Aye, that one blind sided me. Really, did not expect to see hate on _that_ forum?


----------



## Bubblematrix (Jun 4, 2009)

Doelago said:


> Aye, that one blind sided me. Really, did not expect to see hate on _that_ forum?


Let your (Matt Ward) hate make you stronger, give in to your anger...


----------



## Azkaellon (Jun 23, 2009)

Bubblematrix said:


> Let your (Matt Ward) hate make you stronger, give in to your anger...


Then strike him down, only then will the gaming world be down one idiot.....


----------



## normtheunsavoury (Mar 20, 2008)

You do not know the power of the DERP! side!


----------



## slaaneshy (Feb 20, 2008)

Wait...Matt Ward is Sparticus?


----------



## Khargoth (Aug 5, 2010)

Azkaellon said:


> Then strike him down, only then will the gaming world be down one idiot.....


You niave fool! Know not, do you, the Derp Side's curse. Changes you will undergo, warped by hatred your mind will become. Consumed by the stupid, you will be. For that is what you must become to face Ward, unbearable is his presence otherwise. Strike him down, and discover you will that you have taken his place!


----------



## Necrosis (Nov 1, 2008)

Khargoth said:


> You niave fool! Know not, do you, the Derp Side's curse. Changes you will undergo, warped by hatred your mind will become. Consumed by the stupid, you will be. For that is what you must become to face Ward, unbearable is his presence otherwise. Strike him down, and discover you will that you have taken his place!


So lets say someone did that and then killed himself. What would happen then?
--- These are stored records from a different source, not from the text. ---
PR #468, opened 2015-06-09
remove new relic 

tongxiang:
#### What's this PR do?
Removes the traditional new relic call from this file, since it's baked into Heroku's deployment.


aaronschachter:
This was the last instance of using the `NEWRELIC_LICENSE_KEY` -- we instead use a `NEW_RELIC_LICENSE_KEY` (#536). Removing the `NEWRELIC_LICENSE_KEY` from our config variables to help Heroku support troubleshoot lack of errors in https://github.com/DoSomething/ds-mdata-responder/issues/518#issuecomment-238294705

PR #471, opened 2015-07-13
Issue 470: reportback quantity validations

### LINKED ISSUE #470: add validation of numbers to reportback submission
We don't want users to be able to submit 0-valued reportbacks. We also want to be able to convert numbers spelled out to integers (i.e., four hundred --> 400).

Also I think were getting off topic.


----------



## shaantitus (Aug 3, 2009)

You Think? I must commend everyone on their star wars referances. Most cool.
Mat ward is of the alpha legion. Spreading discord and uncertainty among the loyalists.


----------



## Azkaellon (Jun 23, 2009)

shaantitus said:


> You Think? I must commend everyone on their star wars referances. Most cool.
> Mat ward is of the alpha legion. Spreading discord and uncertainty among the loyalists.


More like of the stormtrooper legion missing every good chance he gets....


----------



## bitsandkits (Mar 18, 2008)

im fairly certain most of the internet rumours about GW releases are made up, particularly in recent months, strangely if GW actually listened to some of the made up rumours they might actually have more satisfied customers and some good ideas.


----------



## Khargoth (Aug 5, 2010)

bitsandkits said:


> im fairly certain most of the internet rumours about GW releases are made up, particularly in recent months, strangely if GW actually listened to some of the made up rumours they might actually have more satisfied customers and some good ideas.
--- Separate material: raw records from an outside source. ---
PR #41, opened 2019-12-28
[review] Upgrade AAGCloudWatcher to use indiweather

pardo-bsso:
Hi everyone,

this comes from https://github.com/indilib/indi/issues/920

As requested before, it'd be nice if someone else can look at the code, perhaps I made some glaring mistakes but didn't notice.  @FrazCake do you still have access to this device?


knro:
Great so we are finally getting proper INDI::Weather support for this! Awesome. Can you please also submit the debian files so we can build this on the PPA?

pardo-bsso:
Hi @knro  thanks for looking at this.

I added another folder with the debian files but right now I can't make it work. I have INDI installed in a non standard location and the build inside fakeroot fails to find that.

knro:
Perfect, thanks! I'll merge this and asks users to test.

PR #42, opened 2019-12-29
Fix for broken temperature regulation in Indi-qhy

dirkschwarze:
Fix contains 3 changes to file qhy_ccd.cpp:
1. Reduce temp_threshold.
2. Continue to read temperature, even if IPS_OK, to detect drift...
3. Restart regulation if drift causes to leave the threshold area.


knro:
So QHY cameras work in Auto mode and manual mode.. this change caters to both? Manual you just set PWM at a specific value regardless of temperature. While auto you set the temperature and let the driver adjusts the PWM accordingly.

dirkschwarze:
Hello Jasem,
If you press on „cooler off“ in EKOs, the cooler is turned off with PWM going to 0.
In the INDI Control Panel, you can switch to manual and then enter a PWM (Percent) Value.

Directly entering a value, clicking on „set" and it switches to manual automatically does not work, but I do not know if it ever did.


Regards


Dirk





Dirk Schwarze
dschwarze@me.com
mobile: +49 1570 1122 503

knro:
Tested today and at least I don't see regressions with temperature control on QHY163

PR #47, opened 2020-01-11
indi-duino v 0.6 | DHT sensor bug fix & code cleanup

sterne-jaeger:
Changes to indiduinoMETEO firmware
- Support for DHT sensors corrected, now they get initialized correctly.
- Library header files removed - it is much cleaner if these libraries are directly loaded from the Arduino environment.

Changes to Arduino MeteoStation
- The python scripts for accessing the INDI driver of the MeteoStation contains the INDI parameter names hard coded. Now they are configurable from the config file.


knro:
Looks like one temporary file was added to the commit.

sterne-jaeger:
Aehm, which one do you mean? There was a backup file present, which is deleted with this diff.

knro:
Right deleted sorry didn't see that important bit ;)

I struck upon an idea recently looking at the Team Fortress 2 website. Being the savvy and clever buggers they are, Valve allow you to upload your own content for the game, and if they like it, it becomes official. The items are available for sale (but are also found, for free, in random drops) and I'm not entirely sure if the creator gets any of that revenue back, or just does it for the love of the game, but that wasn't really the point.

GW have a _huge_ and infinitely creative player base. Why aren't they taking a page from Valve and driving a combine harvester right through it? They've already got a Flickr pool going where they gush over paintjobs and conversions, why not sift out some gemstones and put them to use?

But I think I already know the answer. GW staff seem a little too proud, and gush over each others' work a little too much; quite often we see everyone in GW going ape over a new release and the fanbase thinks it's dogshit.


----------



## bitsandkits (Mar 18, 2008)

yeah i agree they do seem to exist in a bubble in GW reality, i think the most forward thinking part of the operation is FW, they seem to "get it" and funnily enough they have open days and seminars and such, but i suppose they are a little bit R&D and have mouch more freedom to create. Plus they have the "what model would you like to see us make next" on there order form, so they can be led a little by customer opinion.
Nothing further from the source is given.